One of the reasons to add the --> and the completion space for each is that it specifies a new pattern that can be followed and replicated, for example, if used in production we can recreate these inputs to generate similar ouput.

Use Case: Company & slogan matching

Another example of classification fine-tuning is determining if a company and its slogan match. Here's how we'd prepare the training file for a use case like that:

{"prompt": "Company: <comapny>\nProduct: <product>\nSlogan<slogan>\n\nCorrect:", "completion": " <yes/no>"}

Whatever the use case, we need to make sure the prompts match the format that new input data will arrive in, which may require some additional data preprocessing.

Use Case: Conditional Generation

Conditional generation refers to the case where the output needs to be generated based on the input or prompt.

Conditional generation can be used to take input and perform the following tasks:

  • Paraphrase
  • Summarize
  • Extract entities
  • Write creatively
  • Answer simple questions

For example, we could write a full sales letter based on a product description with the following format:

{"product name": "Product description>\n\n###\n\n, "completion": " <full sales copy> END"}

Here we're giving examples of the type of sales we want for the trained model. The reason we're adding the END at the end of the completion so we can use it as a stop setting to stop GPT-3 from continuing with extra paragraphs of text.

You can find several other examples of fine-tuning use cases in the OpenAI docs here.

Summary: GPT-3 Fine Tuning

In summary, GPT-3 fine-tuning is the process of training a pre-trained model (i.e base GPT-3) on a new task or dataset, where only the last layers of the model are re-trained while keeping the earlier layers fixed.

Zero-shot learning, Few-shot learning, One-shot learning, and fine-tuning are all techniques used in natural language processing, but they differ in the amount of data and prior knowledge available for training.

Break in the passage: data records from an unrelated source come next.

PR #680, opened 2016-05-12
port Windows driver support to the next branch

tandasat:
### Changes
This gigantic change is basically port of Windows driver support from the master branch. Namely,
- deletion of `myinttypes.h`
- documents updates
- suppression of warnings (integer truncation, variable name shadowing, etc)
- addition of contrib/cs_driver/, windows/, msvc/capstone_static_winkernel/ and msvc/test_winkernel/
- make use of `CAPSTONE_API`

We would be better of asking an author of WinCE support since I have made non-trivial changes in `platform.h` to clean up #ifdefs with regard to `stdint.h` inclusion and was unable to test for WinCE.

See attached and compare test log results in [test_logs.zip](https://github.com/aquynh/capstone/files/261210/test_logs.zip) from both the user-mode ([code_test_all.zip](https://github.com/aquynh/capstone/files/261211/code_test_all.zip)) and the kernel-mode (test_winkernel) to verify if this porting is healthy in functionality wise.

### Issue
I found an issue that Windows kernel did not support formatting string for any of the floating point types at alI, and found 4 instances in M68K test code. See the attached logs. 

As for an impact of this issue, those are code likely to be affected on the 'next' branch: 
- capstone\arch\AArch64\AArch64InstPrinter.c (1 hit)
 - 	Line 1278: 	SStream_concat(O, "#%.8f", FPImm);
- capstone\arch\M68K\M68KInstPrinter.c (2 hits)
 - 	Line 151: 					 SStream_concat(O, "#%f", op->simm);
 - 	Line 153: 					 SStream_concat(O, "#%f", op->dimm);
- capstone\suite\arm\test_arm_regression.c (1 hit)
 - 	Line 83: 				_this_printf("\t\toperands[%u].type: FP = %f\n", i, op->fp);
- capstone\suite\benchmark\test_iter_benchmark.c (1 hit)
 - 	Line 92: 	printf("time used:%f\n", timeUsed);
- capstone\tests\test_arm.c (2 hits)
 - 	Line 61: 				printf("\t\toperands[%u].type: FP = %f\n", i, op->fp);
 - 	Line 76: 					printf("\t\t\toperands[%u].mem.lshift: 0x%x\n", i, op->mem.lshift);
- capstone\tests\test_arm64.c (1 hit)
 - 	Line 59: 				printf("\t\toperands[%u].type: FP = %f\n", i, op->fp);
- capstone\tests\test_m68k.c (2 hits)
[...]

PR #684, opened 2016-05-16
fix #681

### LINKED ISSUE #681: winkernel: could fail formatting string when float point is used on the Windows kernel
### Description
The Windows kernel does not support formatting string for any of the floating point types. This limitation is not explicitly documented anywhere besides for [DbgPrintf()](https://msdn.microsoft.com/en-us/library/windows/hardware/ff543632(v=vs.85).aspx), but I confined that _vsnprintfw("%f", 0.0) did produces "f" instead of "0.00" etc on a Windows driver. This behavior results in a failure of creating proper strings from float points (ie, double and float) with printf-style functions used in Capstone when it is compiled for a Windows driver.

### Scope
As for a scope of this issue, those are code likely to be affected because of use of any of unsupported type specifiers, ie, %f, %e, %E, %g, %G, %a and %A, according to MSDN linked above: 

- \capstone_master\arch\AArch64\AArch64InstPrinter.c (1 hit)
 - 	Line 1040: 	SStream_concat(O, "#%.8f", FPImm);
- \capstone_master\arch\ARM\ARMInstPrinter.c (1 hit)
 - 	Line 2106: 	SStream_concat(O, "#%e", getFPImmFloat((unsigned int)MCOperand_getImm(MO)));
- \capstone_master\suite\arm\test_arm_regression.c (11 hits)
 - 	Line 83: 				_this_printf("\t\toperands[%u].type: FP = %f\n", i, op->fp);
- \capstone_master\suite\benchmark\test_iter_benchmark.c (1 hit)
 - 	Line 92: 	printf("time used:%f\n", timeUsed);
- \capstone_master\tests\test_arm.c (14 hits)
 - 	Line 59: 				printf("\t\toperands[%u].type: FP = %f\n", i, op->fp);
- \capstone_master\tests\test_arm64.c (15 hits)
 - 	Line 57: 				printf("\t\toperands[%u].type: FP = %f\n", i, op->fp);

(Search "%[^\s]*[feEgGaA]")

While exact paths that could be affected this limitation is not investigated yet, it is likely that code creating ASCII texts for cs_insn::op_str is impacted other than some test code.

### Impact
Minor. From what I can tell from the above list, this issue only affects code dealing with AArch64 and ARM (and M68K on the 'next' branch) code. Capstone does not support building a driver which runs on those architectures, and it is extremely rare that a driver in the x86_64 Windows kernel deals with those architectures' code. Given that, probability to face this issue is very low in reality.

### Proposed Fix
As for workaround, I can figure three options.

1.Compile error

we could trigger a compile error when capstone_static_winkernel is compiled with affected code. So we may add code like this in `capstone.h`
```
#if defined(_KERNEL_MODE) && !defined(CAPSTONE_DIET) && (CAPSTONE_HAS_x | CAPSTONE_HAS_y | ...)
#error Windows driver does not support full features for architecture(s) you specified. Use CAPSTONE_DIET to compile Capstone with only supported features. See issue #xyz for details.
#endif 
```
But this is a big limitation and prevents us from compiling even test code for Windows driver.

2.Warning + Runtime error

An alternative workaround is adding code to return error when string conversion from float points is going to be attempted with `_KERNEL_MODE`, and adding a compile time warning similar to the above in `capstone.h`
```
#if defined(_KERNEL_MODE) && !defined(CAPSTONE_DIET) && (CAPSTONE_HAS_x | CAPSTONE_HAS_y | ...)
#pragma message("Windows driver does .... See issue #xyz for details.")
#endif
```
A challenge of this approach is that functions formatting strings all do not have return value and not easy to indicate failure. 

3.Warning + Do not attempt to convert

Probably, the best way may be returning a string indicating error along side the above `#pragma message`. For example with AArch64InstPrinter.c, it would be some thing like this :
```
	// 8 decimal places are enough to perfectly represent permitted floats.
#if defined(_KERNEL_MODE) 
	SStream_concat(O, "#<unsupported>");
#else
	SStream_concat(O, "#%.8f", FPImm);
#endif
```

Let us discuss what we could do.

tandasat:
Fixes #681. 

With this update, affected code starts formating flot points to a string including "<float_point_unsupported>". Also, in order to inform a developer about this issue, Visual Studio generates a warning like below when cs.c is compiled with affected configuration.

```
1>  cs.c
1>..\..\cs.c(31): warning message: Windows driver does not support full features for selected architecture(s). Define CAPSTONE_DIET to compile Capstone with only supported features. See issue #681 for details.
```
untitled

test_arm_regression.c and test_iter_benchmark.c are unchanged because they are not affected by this issue since they are not compiled as part of Windows drivers. 

Beware that this is not essentially a fix and we will have to take care of any new code using %f, %e etc in the same manner.

I will apply the same fix to PR #680 for the next branch once this update is confirmed to be fine.

### DIFF
--- a/arch/AArch64/AArch64InstPrinter.c
+++ b/arch/AArch64/AArch64InstPrinter.c
@@ -1037,7 +1037,12 @@ static void printFPImmOperand(MCInst *MI, unsigned OpNum, SStream *O)
 	double FPImm = MCOperand_isFPImm(MO) ? MCOperand_getFPImm(MO) : AArch64_AM_getFPImmFloat((int)MCOperand_getImm(MO));
 
 	// 8 decimal places are enough to perfectly represent permitted floats.
+#if defined(_KERNEL_MODE)
+	// Issue #681: Windows kernel does not support formatting float point
+	SStream_concat(O, "#<float_point_unsupported>");
+#else
 	SStream_concat(O, "#%.8f", FPImm);
+#endif
 	if (MI->csh->detail) {
 		MI->flat_insn->detail->arm64.operands[MI->flat_insn->detail->arm64.op_count].type = ARM64_OP_FP;
 		MI->flat_insn->detail->arm64.operands[MI->flat_insn->detail->arm64.op_count].fp = FPImm;
--- a/arch/ARM/ARMInstPrinter.c
+++ b/arch/ARM/ARMInstPrinter.c
@@ -2103,7 +2103,13 @@ static void printT2AddrModeSoRegOperand(MCInst *MI,
 static void printFPImmOperand(MCInst *MI, unsigned OpNum, SStream *O)
 {
 	MCOperand *MO = MCInst_getOperand(MI, OpNum);
+
+#if defined(_KERNEL_MODE)
+	// Issue #681: Windows kernel does not support formatting float point
+	SStream_concat(O, "#<float_point_unsupported>");
+#else
 	SStream_concat(O, "#%e", getFPImmFloat((unsigned int)MCOperand_getImm(MO)));
+#endif
 	if (MI->csh->detail) {
 		MI->flat_insn->detail->arm.operands[MI->flat_insn->detail->arm.op_count].type = ARM_OP_FP;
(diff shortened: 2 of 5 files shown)


aquynh:
merged, thanks!

yes, please do the same for the "next" branch.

For certain tasks, providing a few examples in your prompt can improve the base model performance, but fine-tuning with hundreds or thousands of training examples is the way to go for significant model improvements.

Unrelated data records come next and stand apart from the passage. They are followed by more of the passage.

PR #688, opened 2016-05-27
update docs/README

tandasat:
The same as https://github.com/aquynh/capstone/pull/687 for the next branch


aquynh:
merged, thanks!

tandasat:
Thanks! I believe there is no outstanding work associated with Windows driver support :-)

PR #697, opened 2016-06-10
change structure copying so python bindings work in pypy

rhelmot:
Previously, capstone didn't work in pypy. The basic example script failed.

The struct-copy trick that was copied from that one stack overflow post doesn't work in pypy's implementation of ctypes, so I replaced it with one of the other answers from that post.

Additionally, the use of deepcopy was erroring out on pypy, so I replaced it with a more direct method. This involved rearranging some imports so the submodules could import a method from the main `__init__.py`.

A more long-term solution would be to switch from ctypes to cffi.

### DIFF
--- a/bindings/python/capstone/__init__.py
+++ b/bindings/python/capstone/__init__.py
@@ -4,7 +4,6 @@ from platform import system
 _python2 = sys.version_info[0] < 3
 if _python2:
     range = xrange
-from . import arm, arm64, mips, ppc, sparc, systemz, x86, xcore
 
 __all__ = [
     'Cs',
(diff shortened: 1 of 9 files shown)


aquynh:
merged, thanks!

can you please do this for the "next" branch as well?

rhelmot:
see #705 !

rhelmot:
when can we expect these changes to show up on the python package index? it's not a burning requirement by any means, but I'm from the angr project and we do a lot of large scale deployments of code that depends on capstone, and we'd really like to be able to use pypy without a huge hassle :+)

PR #699, opened 2016-06-13
[Python] Use and test syntax against None in all_tests.

blubberdiblub:
Comparing against 0 or just testing the truthiness is suboptimal, as you
lose the ability to explicitly set the syntax to `CS_OPT_SYNTAX_DEFAULT`
or 0.

Also, using `None` to mean "don't change" or other "here is no value"
interpretations is much more pythonic than the C-idiomatic 0.


aquynh:
merged, thanks!

PR #700, opened 2016-06-14
[Python] Add missing architectures to general Python binding tests.

blubberdiblub:
`test_lite.py` was missing Sparc, SystemZ and XCore as well as some variations of X86, ARM, MIPS and PPC, which I added. I also changed the content of the `X86_CODE32` code sample constant to the same as in `test_basic.py`. The code samples and the `all_tests` tuple are now in sync between those two scripts.

Furthermore, M68K was missing completely from `test_basic.py`, `test_detail.py` and `test_lite.py`, so I added that.


aquynh:
merged, thanks!

PR #703, opened 2016-06-15
[M68K] Fix typo in constant M68K_AM_IMMEDIATE (and 2 related strings).

blubberdiblub:
Let's get that fixed before it makes it into beta/stable.

I consider it relevant because it's a constant that's going to be used by users of the framework in their code.


aquynh:
@emoon, can you please ack?

emoon:
Looks good! :+1:

aquynh:
merged, thanks!

PR #114, opened 2015-12-24
show usage only for usage errors

perlpunk:
added a function usage-error()


ingydotnet:
Applied. Pushed. Thanks!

That said, if you want to train GPT-3 on a large body of additional knowledge, for example, a textbook or legal documents, the Embeddings API is well-suited for these tasks.

In summary, fine tuning is a powerful way to improve performance and decrease costs as you're able to piggyback off the massive amounts of data GPT-3 is already trained on and with a few hundred training examples, it can quickly adapt to a new task.